Task instructions -> Would you reproduce, without any alteration, the lines from the opening line of the entries through the line that has "Connor1996, line 175: Can" in it?

Data extracts ->
-*-*-

PR #326, opened 2024-08-10
Add punch hole GC

v01dstar:


src/blob_format.h
```diff
@@ -275,6 +279,10 @@ class BlobFileMeta {
                 (file_size_ - kBlobMaxHeaderSize - kBlobFooterSize));
   }
   TitanInternalStats::StatsType GetDiscardableRatioLevel() const;
+  // This should be called with db mutex held.
```
Connor1996, line 282: Why?

include/titan/options.h
```diff
@@ -172,6 +172,7 @@ struct TitanCFOptions : public ColumnFamilyOptions {
   // data's 0s and 0s created by punch holes).
   uint64_t block_size{4096};
   bool enable_punch_hole_gc{false};
+  uint64_t punch_hole_threshold{4 * 1024 * 1024};
```
Connor1996, line 175: Can we let `punch_hole_threshold` == 0 indicate punch hole gc disabled

src/blob_format.h
```diff
@@ -291,6 +299,18 @@ class BlobFileMeta {
   std::string smallest_key_;
   std::string largest_key_;
 
+  // The effective size of current file. This is different from `file_size_`, as
+  // `file_size_` is the original size of the file, and does not consider space
+  // reclaimed by punch hole GC.
+  // We can't use file system's `st_blocks` to get the logical size, because
```
Connor1996, line 305: I think it's okay to get the size as `effective_file_size` after restart. The size doesn't have to be so precise. Indeed, it may have false positive for triggering punch hole GC, but it would be updated to the accurate number after the gc scan. 
Then, we can get rid of updating manifest for `effective_file_size`

src/blob_file_builder.cc
```diff
@@ -164,7 +164,12 @@ void BlobFileBuilder::FlushSampleRecords(OutContexts* out_ctx) {
 void BlobFileBuilder::WriteEncoderData(BlobHandle* handle) {
   handle->offset = file_->GetFileSize();
   handle->size = encoder_.GetEncodedSize();
-  live_data_size_ += handle->size;
+  if (block_size_ > 0) {
+    live_data_size_ +=
+        (handle->size + block_size_ - 1) / block_size_ * block_size_;
+  } else {
+    live_data_size_ += handle->size;
+  }
```
LykxSassinator, line 172: How about using `util::Roundup` to do the alignment.
```suggestion
  live_data_size_ += block_size_ == 0 ? handle->size : Roundup(handle->size, block_size_);
```

src/blob_file_size_collector.cc
```diff
@@ -57,11 +62,32 @@ Status BlobFileSizeCollector::AddUserKey(const Slice& /* key */,
...
+    uint64_t block_size = default_block_size_;
+    if (!file_block_sizes_.empty()) {
+      auto iter = file_block_sizes_.find(index.file_number);
+      if (iter != file_block_sizes_.end()) {
+        block_size = iter->second;
+      }
+    }
+    if (block_size > 0) {
+      // Align blob size with block size.
+      size = (size + block_size - 1) / block_size * block_size;
```
LykxSassinator, line 82: ditto.
```suggestion
      size = Roundup(size, block_size);
```

src/punch_hole_gc_job.cc
```diff
@@ -0,0 +1,170 @@
...
+    BlobIndex blob_index = iter->GetBlobIndex();
+    auto key = iter->key();
+    bool discardable = false;
+    s = WhetherToPunchHole(key, blob_index, &discardable);
+    if (!s.ok()) {
+      return s;
+    }
+
+    aligned_data_size = (blob_index.blob_handle.size + block_size - 1) /
+                        block_size * block_size;
```
LykxSassinator, line 80: ditto.
```suggestion
    aligned_data_size = Roundup(blob_index.blob_handle.size, block_size);
```

src/db_impl.cc
```diff
@@ -818,6 +835,24 @@ void TitanDBImpl::ReleaseSnapshot(const Snapshot* snapshot) {
   // We can record here whether the oldest snapshot is released.
   // If not, we can just skip the next round of purging obsolete files.
   db_->ReleaseSnapshot(snapshot);
+  {
+    MutexLock l(&mutex_);
+    if (pending_punch_hole_gc_ != nullptr && !punch_hole_gc_running_ &&
+        pending_punch_hole_gc_->snapshot()->GetSequenceNumber() ==
```
hbisheng, line 841: I know we don't expect the pending sequence number to be smaller than `GetOldestSnapshotSequence()`, but do we consider this change, to be more defensive? 
```suggestion
        pending_punch_hole_gc_->snapshot()->GetSequenceNumber() <=
```

hbisheng (commented):
It would be great to have a PR description to help future readers. The description could provide some background and highlight key aspects of implementation such as the introduction of the `PunchHoleGCJob` class and how the job is scheduled (when its snapshot becomes the oldest).

src/blob_gc_picker.cc
```diff
@@ -103,6 +115,47 @@ std::unique_ptr<BlobGC> BasicBlobGCPicker::PickBlobGC(
...
+                     "Blob file %" PRIu64 " no need punch hole gc",
+                     blob_file->file_number());
+      continue;
+    }
+    if (!stop_picking) {
+      blob_files.emplace_back(blob_file);
+      batch_size += blob_file->file_size();
+      if (batch_size >= cf_options_.max_gc_batch_size) {
+        // Stop pick file for this gc, but still check file for whether need
+        // trigger gc after this
```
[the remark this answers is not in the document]
v01dstar: Done

src/blob_format.h
v01dstar: Done

include/titan/options.h
v01dstar: Done

src/blob_file_builder.cc
v01dstar: Done

src/blob_file_iterator.cc
```diff
@@ -170,45 +169,51 @@ void BlobFileIterator::GetBlobRecord() {
...
+      readahead_end_offset_ = iterate_offset_;
+    }
 
-  if (readahead_end_offset_ < iterate_offset_) {
-    readahead_end_offset_ = iterate_offset_;
+    // If the record is a hole-punch record, we should continue to the next
+    // record by adjusting iterate_offset_, otherwise (not a hole-punch record),
+    // we should break the loop and return the record, iterate_offset_ is
+    // already adjusted inside GetBlobRecord() in this case.
+    if (live || !status().ok()) return;
```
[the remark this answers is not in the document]
v01dstar: For example, IO errors, In this case, we should not continue the loop.

As for whether setting `valid_` to false, I don't think it is necessary, since `valid()` (the function not the variable) considers `status_` already. So I didn't change the behavior (current code does not set `valid_` either when encountering io errors).

src/db_impl.cc
```diff
@@ -818,6 +818,24 @@ void TitanDBImpl::ReleaseSnapshot(const Snapshot* snapshot) {
   // We can record here whether the oldest snapshot is released.
   // If not, we can just skip the next round of purging obsolete files.
   db_->ReleaseSnapshot(snapshot);
+  {
+    MutexLock l(&mutex_);
```
v01dstar, line 822: It is not wise to acuqire a mutex here, since this is a hot path, almost all read requrests go through this (Titan creates a `ManagedSnapshot` implicitly). I will refactor this with atomic operations, but in a separate PR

-*-*-

Response ->
PR #326, opened 2024-08-10
Add punch hole GC

v01dstar:


src/blob_format.h
```diff
@@ -275,6 +279,10 @@ class BlobFileMeta {
                 (file_size_ - kBlobMaxHeaderSize - kBlobFooterSize));
   }
   TitanInternalStats::StatsType GetDiscardableRatioLevel() const;
+  // This should be called with db mutex held.
```
Connor1996, line 282: Why?

include/titan/options.h
```diff
@@ -172,6 +172,7 @@ struct TitanCFOptions : public ColumnFamilyOptions {
   // data's 0s and 0s created by punch holes).
   uint64_t block_size{4096};
   bool enable_punch_hole_gc{false};
+  uint64_t punch_hole_threshold{4 * 1024 * 1024};
```
Connor1996, line 175: Can we let `punch_hole_threshold` == 0 indicate punch hole gc disabled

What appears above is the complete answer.